To further improve the spreadout, I modified the key slightly, by XOR-ing the second character of the last word, shifted to bits to the right, into the first character (let us call this construct first_key):

 '}' (29) =>   & @ A H L Y Z d h
 'v' (25) => & : @ F K L N O R S W Y r y
 'x' (25) => A D H S c d v
 's' (21) => & ; @ K d f h i j o u
 'p' (21) => : @ K M N k n q
 'z' (19) => & @ A B C a q s
 'n' (19) => & @ E H S V c d f q r u
 '|' (18) => & ' ; @ G o
 'l' (17) => @ S d i r w
 '~' (16) => & : @ E R b d
 '{' (15) => @ F a e f g
 'w' (14) => & : ; @ D G H O V h k m
 'i' (14) =>   & ; @ F Z k o q
 'j' (13) => & ; @ B K p q r
 'u' (12) => & @ U i l q
 'm' (12) => @ G P W d i v
 '\x7f' (11) => : @ d g h x
 'o' (11) => @ d e s u
 'h' (11) => @ P S T f t
 'y' (10) => & : @ b c h t
 'r' ( 9) => & @ J V Y d f i
 'k' ( 9) => & : @ W Y s u
 'a' ( 8) => Z
 'q' ( 7) => & @ A G O f h
 't' ( 6) => @ P Q T
 '`' ( 4) => & @ Y x
 'c' ( 1) => X
 'f' ( 1) => z

As you can see, this gives us nine names which can uniquely mapped just with that information. Nice!

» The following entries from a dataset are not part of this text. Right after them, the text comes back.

PR #3369, opened 2026-06-09
fix(b20-factory): meter keccak gas in factory address derivation dispatch

eric-ships:
## Motivation

When the factory computes the deterministic address for a B20 token, it hashes `(caller, salt)` using keccak256. This hash happened outside the EVM gas meter, so callers could invoke `getB20Address` or trigger address derivation via `createB20` at effectively zero gas cost for the cryptographic work — a metering gap compared to normal EVM keccak operations.

## What changed

`getB20Address` and `createB20` now charge keccak256 gas before deriving the token address. For a recognized token variant, 42 gas is deducted (30 base + 12 for 64 bytes of input). For an unrecognized variant, no hash occurs so no charge is applied.

The underlying `compute_address` helper is unchanged — it stays pure so tests and offline tooling can use it without an EVM context. The gas charge happens at the dispatch level, one layer above.

## What was considered

Reusing the hash from the gas-charging step to avoid double-computing it would require inlining the address assembly logic in dispatch, coupling two pieces of code that should stay separate. The redundant CPU hash costs nothing observable at scale.

### DIFF
--- a/crates/common/precompile-storage/src/hashmap.rs
+++ b/crates/common/precompile-storage/src/hashmap.rs
@@ -358,7 +358,7 @@ impl HashMapStorageProvider {
         self.counter_keccak256
     }
 
-    /// Resets the SLOAD/SSTORE counters (test-utils only).
+    /// Resets the SLOAD/SSTORE/keccak256 counters (test-utils only).
     pub const fn reset_counters(&mut self) {
         self.counter_sload = 0;
         self.counter_sstore = 0;
--- a/crates/common/precompile-storage/src/hashmap.rs
+++ b/crates/common/precompile-storage/src/hashmap.rs
@@ -353,7 +353,7 @@ impl HashMapStorageProvider {
         self.gas_deducted
     }
 
-    /// Returns the number of times [`PrecompileStorageProvider::keccak256`] was called.
+    /// Returns the number of times [`PrecompileStorageProvider::metered_keccak256`] was called.
     pub const fn counter_keccak256(&self) -> u64 {
         self.counter_keccak256
     }
--- a/crates/common/precompile-storage/src/hashmap.rs
+++ b/crates/common/precompile-storage/src/hashmap.rs
@@ -185,7 +185,7 @@ impl PrecompileStorageProvider for HashMapStorageProvider {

Now I needed to find the remaining mapping. For this I started by converting the full (lower-cased) name to an integer:

def name_to_int(name):
    bits = 0
    for c in name:
        bits |= ord(c) & 0x7f
        bits <<= 7
    return bits

This is simply concatenating together the 7bit ASCII values of the names into a huge integer. We take this modulo 4611686018427387903 (2⁶²-1) for the next steps.

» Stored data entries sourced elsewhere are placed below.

PR #3381, opened 2026-06-10
fix(precompiles): enforce nonpayable guard on b20 token and policy registry dispatchers

eric-ships:
[BOP-324](https://linear.app/coinbase/issue/BOP-324)

## Motivation

PR #3362 added a nonpayable guard to the B20 factory dispatcher but left the three remaining precompile dispatchers (B20 asset tokens, B20 stablecoin tokens, policy registry) without the same protection. All selectors on those precompiles are also nonpayable, so ETH-bearing calls should be rejected consistently before any gas is charged.

## What changed

- `b20_asset/dispatch.rs`: added `call_value().is_zero()` guard at the top of `dispatch_with_observer`, before `BerylCallRecorder::start`.
- `b20_stablecoin/dispatch.rs`: same guard.
- `policy/dispatch.rs`: same guard.
- `common/abi.rs` (`IB20`): added `error NonPayable()` to the shared B20 interface so both token variants expose the error by name.
- `policy/abi.rs` (`IPolicyRegistry`): added `error NonPayable()`.

The guard fires before calldata-cost deduction, matching Solidity nonpayable semantics and the behavior introduced in #3362.

Putting `NonPayable` in `IB20Asset` and `IB20Stablecoin` separately was considered, but both dispatchers already import the shared `IB20` interface, so adding it there avoids duplication. Policy registry has its own independent interface so it gets its own error declaration.

### DIFF
--- a/crates/common/precompiles/src/b20_asset/dispatch.rs
+++ b/crates/common/precompiles/src/b20_asset/dispatch.rs
@@ -36,6 +36,9 @@ impl<S: AssetAccounting, P: Policy> B20AssetToken<S, P> {
     where
         O: PrecompileCallObserver,
     {
+        if !ctx.call_value().is_zero() {
+            return ctx.error_result(BasePrecompileError::revert(IB20::NonPayable {}));
+        }
         let mut recorder =
             BerylCallRecorder::start(observer.clone(), BerylMetricLabels::b20_asset_call(calldata));
         if let Err(error) = recorder.deduct_calldata_gas(ctx, calldata) {
--- a/crates/common/precompiles/src/b20_asset/dispatch.rs
+++ b/crates/common/precompiles/src/b20_asset/dispatch.rs
@@ -36,11 +36,12 @@ impl<S: AssetAccounting, P: Policy> B20AssetToken<S, P> {
     where
         O: PrecompileCallObserver,
     {
-        if !ctx.call_value().is_zero() {
-            return ctx.error_result(BasePrecompileError::revert(IB20::NonPayable {}));
-        }
         let mut recorder =
             BerylCallRecorder::start(observer.clone(), BerylMetricLabels::b20_asset_call(calldata));
+        if !ctx.call_value().is_zero() {
+            return recorder
+                .record_base_error_result(ctx, BasePrecompileError::revert(IB20::NonPayable {}));
+        }
         if let Err(error) = recorder.deduct_calldata_gas(ctx, calldata) {
             return recorder.record_base_error_result(ctx, error);
         }
@@ -489,8 +490,7 @@ mod tests {
         ActivationFeature, ActivationRegistryStorage, AssetAccounting, B20AssetStorage,
         B20AssetToken, B20TokenRole, BerylErrorKind, IB20, IB20Asset, InMemoryPolicy,
         InMemoryTokenAccounting, NoopPrecompileCallObserver, PrecompileCallMetric,
-        PrecompileCallObserver, PrecompileCallOutcome, PrecompileCallStatus, Token,
-        TokenAccounting,
+        PrecompileCallObserver, PrecompileCallOutcome, PrecompileCallStatus, Token, TokenAccounting,
     };
 
     type TestAssetToken = B20AssetToken<InMemoryTokenAccounting, InMemoryPolicy>;
--- a/crates/common/precompiles/src/b20_asset/dispatch.rs
+++ b/crates/common/precompiles/src/b20_asset/dispatch.rs
@@ -480,7 +480,7 @@ mod tests {
     use std::sync::{Arc, Mutex};
 
     use alloy_primitives::{Address, Bytes, U256};
-    use alloy_sol_types::{SolCall, SolEvent};
+    use alloy_sol_types::{SolCall, SolError, SolEvent};
     use base_precompile_storage::{
         BasePrecompileError, HashMapStorageProvider, Result, StorageCtx,
     };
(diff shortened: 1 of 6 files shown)


cb-heimdall:
<table>
<tr>
<th>Requirement</th>
<th>Status</th>
<th>More Info</th>
</tr>
<tr>
<td>Reviews</td>
<td>
✅
<code>1/1</code>
</td>
<td>
<details>
<table>
<tr>
<td>
<details>
<table>
<tr>
<td>0</td>
</tr>
<tr>
<td>0</td>
</tr>
<tr>
<td>0</td>
</tr>
<tr>
<td>
</td>
<td>1</td>
</tr>
<tr>
<td>
<details>
<table>
<tr>
<td><strong>Max</strong></td>
<td><strong>0</strong></td>
</tr>
</table>
</details>
</td>
<td>0</td>
</tr>
<tr>
<td>
From <code>CODEOWNERS</code>
</td>
<td>0</td>
</tr>
<tr>
<td>Global minimum</td>
<td>0</td>
</tr>
<tr>
<td><strong>Max</strong></td>
<td>
<strong>
1
</strong>
</td>
</tr>
</table>
</details>
</td>
<td>1</td>
</tr>
<tr>
<td>0</td>
</tr>
<tr>
<td><strong>Sum</strong></td>
<td><strong>1</strong></td>
</tr>
</table>
</details>
</td>
</tr>
</table>

crates/common/precompiles/src/b20_factory/dispatch.rs
rayyan224: We know all of this let's remove the comments

crates/common/precompile-storage/src/hashmap.rs
rayyan224, line 335: let's remove also

Sertug17:
The nonpayable guard placement is consistent across all three dispatchers call_value().is_zero() fires before BerylCallRecorder::start and before calldata gas deduction, so ETH-bearing calls revert at zero gas cost matching Solidity nonpayable semantics. One minor observation: because the guard returns via ctx.error_result() before the recorder is initialized, nonpayable reverts will not appear in BerylCallRecorder metrics. This is likely intentional (no gas was consumed so there is nothing to meter), but worth confirming the observability team does not need visibility into rejected payable calls for monitoring or alerting purposes.

crates/common/precompiles/src/b20_asset/dispatch.rs
```diff
@@ -36,6 +36,9 @@ impl<S: AssetAccounting, P: Policy> B20AssetToken<S, P> {
     where
         O: PrecompileCallObserver,
     {
+        if !ctx.call_value().is_zero() {
```
rayyan224: What i'm getting afraid here, is that we are making it blatantly throw on payable I guess it's fine, for now, since no functions are payable

rayyan224:
https://github.com/base/base/pull/3381#issuecomment-4666690782 This is a good point I think we should have

Sertug17:
Right, the blanket guard at the dispatcher entry is correct today because every selector on these precompiles is nonpayable. If a payable selector is ever introduced, the guard would need to move below selector decoding so it can be applied per function rather than blanket same pattern Solidity uses when mixing payable and nonpayable functions in a single contract. For now the dispatch level placement avoids per-selector branching and keeps the revert at zero gas cost.

crates/common/precompiles/src/policy/dispatch.rs
```diff
@@ -609,4 +615,26 @@ mod tests {
...
+        let out = StorageCtx::enter(&mut storage, |ctx| {
+            PolicyRegistryStorage::new(ctx).dispatch(ctx, &calldata)
+        })
+        .expect("dispatch must not fatally error");
+
+        assert!(out.is_revert());
+        assert_eq!(
+            out.bytes,
+            alloy_primitives::Bytes::from(
+                alloy_sol_types::SolError::abi_encode(&IPolicyRegistry::NonPayable {})
```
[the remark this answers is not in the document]
Sertug17: Confirming the consistency nit: the asset, stablecoin, and factory nonpayable tests all use the concise .abi_encode() pattern while this policy test uses the fully qualified SolError::abi_encode(&...) form. Aligning to the shorter form keeps the test style uniform across all four dispatchers.

rayyan224 (approved):

cb-heimdall:
Review Error for rayyan224 @ 2026-06-10 05:56:39 UTC

crates/common/precompile-storage/src/hashmap.rs
eric-ships: Removed.

crates/common/precompiles/src/b20_factory/dispatch.rs
eric-ships: Removed.

crates/common/precompiles/src/policy/dispatch.rs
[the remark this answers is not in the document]
eric-ships: Fixed -- switched to `Bytes::from(IPolicyRegistry::NonPayable {}.abi_encode())` to match the other dispatchers.

crates/common/precompiles/src/b20_asset/dispatch.rs
eric-ships: Correct -- since none of the token functions are payable in any variant, the guard is a correctness guarantee rather than a gating mechanism. Agreed it's fine.

rayyan224 (approved):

Now I try to find a bitmask which yields an integer which in turn nicely distinguishes the different monster characters. The bit masks consist of evenly spread ones (such as 101010101 or 1000100010001) and are parametrised by the number of bits (i>=1) and the spread (k>=1). In addition, the masks are left-shifted for up to 32*i bits. Those are AND-ed with the integerised name and the resulting integer is used as a key in a mapping. The best (scored by i*number_of_mapping_entries) conflict-free mapping is used.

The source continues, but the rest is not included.